Ich will aber zum Trela hoch


----------



## Hofbiker (26. März 2014)

Mausoline schrieb:


> Ich will aber zum Trela hoch [/quote


Sorry, das wusste ich nicht!
Viel Spass bei deiner Planung!


----------



## bergbiken (26. März 2014)

Das Rifugio Fraele hat mittlerweile ne Webseite, siehe hier: http://www.rifugiovalfraele.com/it/contatti.html
Die untere Telefonnummer ist die Handynummer von Giacomo, dem Wirt. Er spricht Englisch, antwortet aber auch auf Mails immer zügig. Ich hab das Rifugio die letzten Jahre mehrfach für Gruppen gebucht und war immer sehr zufrieden - man muss sich halt wegdenken, dass die Seen an sich eher hässlich sind


----------



## Mausoline (26. März 2014)

Danke.
Die Seite hab ich schon gesehn und ich hab auch schon Bewertungen von 2012 und 2013 gelesen, allerdings mehr schlecht als recht vom italienischen ins Deutsche übersetzt. Da war mehrmals die Rede von schlechtem Essen, aber eine oder zwei hatten auch mit sehr gut bewertet. 
Die Berge und Täler drumrum sind mir wichtiger und es gibt genügend schöne Bergseen in der Gegend, das wär also nicht das Problem 
eher sollte die Etappe nicht zu lang werden.


----------



## MTB-News.de




----------



## Hofbiker (27. März 2014)

Mausoline schrieb:


> Danke.
> Die Seite hab ich schon gesehn und ich hab auch schon Bewertungen von 2012 und 2013 gelesen, allerdings mehr schlecht als recht vom italienischen ins Deutsche übersetzt. Da war mehrmals die Rede von schlechtem Essen, aber eine oder zwei hatten auch mit sehr gut bewertet.
> Die Berge und Täler drumrum sind mir wichtiger und es gibt genügend schöne Bergseen in der Gegend, das wär also nicht das Problem
> eher sollte die Etappe nicht zu lang werden.


Die Küche ist und war nicht gut und nicht ausreichend,  waren vor 2 Jahren dort. Wir sind nicht satt weggefahren.


----------



## Pfadfinderin (27. März 2014)

Und vorher zu übernachten macht keinen Sinn? Z.B. Im Gasthof Buffalora unterhalb vom Ofenpass?
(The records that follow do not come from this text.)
PR #4754, opened 2024-07-02
agent: added a simple cli to get the tsc autocomplete context

hitesh-1997:
## Context
Adding a simple cli to get the tsc compiler api context. We can specify a configuration file having filePath and line number and trigger the tsc context retriver.
This would be useful to gather the context data for training and evaluation purpose.

## Usages
```
pnpm agent internal tsc-context-retriever \
            --src-access-token <token> \
            --src-endpoint https://sourcegraph.com \
            --config-path /Users/hiteshsagtani/fixtures/config.json  \
            --save-dir /Users/hiteshsagtani/fixtures/output
```

## Test plan
1. Manully checking the generated outputs via cli.


vscode/src/jsonrpc/agent-protocol.ts
```diff
@@ -198,6 +198,10 @@ export type ClientRequests = {
     // Returns diagnostics for the given URI. Lives under `testing/` instead of
     // standalone `diagnostics/` because it only works for TypeScript files.
     'testing/diagnostics': [{ uri: string }, { diagnostics: ProtocolDiagnostic[] }]
+    'autocomplete/tscContextRetriever': [
```
olafurpg, line 201: Just to be clear this is intended for testing purposes
```suggestion
    'testing/tsc/retrieveContext': [
```

agent/src/cli/root.ts
```diff
@@ -18,3 +19,4 @@ export const rootCommand = new Command()
     .addCommand(codyBenchCommand)
     .addCommand(chatCommand())
     .addCommand(authCommand())
+    .addCommand(tscContextRetrieverCommand())
```
olafurpg, line 22: Let's create an `internal` subcommand that groups internal/testing features like this one. We may move the `bench` command to there as well.
```suggestion
    .addCommand(new Command('internal').addCommand(tscContextRetrieverCommand()))
```
I'm working on making the cli a useful tool for end-users so I want to keep the toplevel commands clean. Users should be able to run `cody help` and see a meaningful list of commands.

olafurpg (approved):
I'm glad to see activity in making the cli tool richer! Only a few blocking comments on naming convention, otherwise LGTM. I highly encourage experimentation like this and want there to be a low barrier to add helpers like these.

vscode/src/jsonrpc/agent-protocol.ts
hitesh-1997: done

agent/src/cli/root.ts
hitesh-1997: done

hitesh-1997:
> I'm glad to see activity in making the cli tool richer! Only a few blocking comments on naming convention, otherwise LGTM. I highly encourage experimentation like this and want there to be a low barrier to add helpers like these.

Thanks @olafurpg 
I added a Semaphore in the package.json for agent to limit the number of concurrent request, can you please check that once.

Meanwhile I am looking into what is causing the security issue here: https://github.com/sourcegraph/cody/pull/4754#issuecomment-2206083330

agent/src/cli/tscContextRetriever.ts
```diff
@@ -0,0 +1,157 @@
...
+            customHeaders: {},
+            customConfiguration: {
+                'cody.experimental.telemetry.enabled': false,
+                'cody.telemetry.level': 'off',
+            },
+        },
+        inheritStderr: true,
+    })
+    const concurrencyLimit = 2
+    const semaphore = new Semaphore(concurrencyLimit)
```
olafurpg, line 102: I don't understand the motivation for a semaphore here. JS is single-threaded by nature, and the parallel clients start separate processes anyways. Can you avoid this dependency by doing a basic for loop? Given this is an internal subcommand, I prefer not to add additional dependencies if we can avoid it
```
        for await (const x of [1, 2, 3]) {
            await new Promise(resolve => setTimeout(resolve, 1000))
        }
```

hitesh-1997: Sure @olafurpg 
That should be okay, I removed the semaphore dependency and used a simple loop

olafurpg:
Heads up, I merged a PR today that adds a new `internal` subcommand where `bench` lives. This command should live there as well

PR #4756, opened 2024-07-02
[Cody Web]: Allow agent auth running without access token

vovakulikov:

This is one of the PRs that come from the main change PR that I made for Cody Web here: https://github.com/sourcegraph/cody/pull/4605. 

This PR introduces the `cody.web` configuration field that allows running the cody agent 
- Without provided access token 
- Always fetching remote context (not only for sourcegraph.com instance)

This change is safe to merge because it affects only Cody Web package and has no impact 
on any other agent clients

## Test plan
- CI is passing

### DIFF
--- a/vscode/src/services/AuthProvider.ts
+++ b/vscode/src/services/AuthProvider.ts
@@ -227,12 +227,23 @@ export class AuthProvider implements AuthStatusProvider {
     ): Promise<AuthStatus> {
         const endpoint = config.serverEndpoint
         const token = config.accessToken
+        const isCodyWeb = vscode.workspace.getConfiguration().get<boolean>('cody.web', false)
+
         if (isOfflineMode) {
             const lastUser = localStorage.getLastStoredUser()
             return { ...offlineModeAuthStatus, ...lastUser }
         }
-        if (!token || !endpoint) {
-            return { ...defaultAuthStatus, endpoint }
+
+        // Cody Web can work without access token since authorization flow
+        // relies on cookie authentication
+        if (isCodyWeb) {
+            if (!endpoint) {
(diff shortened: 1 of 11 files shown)


vscode/src/services/AuthProvider.ts
```diff
@@ -227,12 +227,23 @@ export class AuthProvider implements AuthStatusProvider {
     ): Promise<AuthStatus> {
         const endpoint = config.serverEndpoint
         const token = config.accessToken
+        const isCodyWeb = vscode.workspace.getConfiguration().get<boolean>('cody.web', false)
```
abeatrix, line 230: not a blocker, but maybe we can centralize this logic using [config.agentIDE](https://sourcegraph.com/github.com/sourcegraph/cody/-/blob/lib/shared/src/configuration.ts?L83) and add Web to [CodyIDE](https://sourcegraph.com/github.com/sourcegraph/cody/-/blob/lib/shared/src/configuration.ts?L97), wdyt?

Example: we check the agentIDE value to see if we should [display version update notice](https://sourcegraph.com/github.com/sourcegraph/cody/-/blob/vscode/webviews/App.tsx?L247) in the webview

abeatrix (approved):

vscode/src/services/AuthProvider.ts
vovakulikov: Good suggestion, I've seen this field before but didn't want to change the core logic there. But it looks like it's time to add a Web client there. I did this in the last commit here e28fe780c4d86f9415309c587380a1bf856f7d35

abeatrix: The new commit looks good to me, thanks for updating them!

Aber ich weiß ja nicht, wo ihr her kommt und wo ihr hin wollt.


----------



## Almerer (28. März 2014)

Mausoline schrieb:


> Danke.
> Die Seite hab ich schon gesehn und ich hab auch schon Bewertungen von 2012 und 2013 gelesen, allerdings mehr schlecht als recht vom italienischen ins Deutsche übersetzt. Da war mehrmals die Rede von schlechtem Essen, aber eine oder zwei hatten auch mit sehr gut bewertet.
> Die Berge und Täler drumrum sind mir wichtiger und es gibt genügend schöne Bergseen in der Gegend, das wär also nicht das Problem
> eher sollte die Etappe nicht zu lang werden.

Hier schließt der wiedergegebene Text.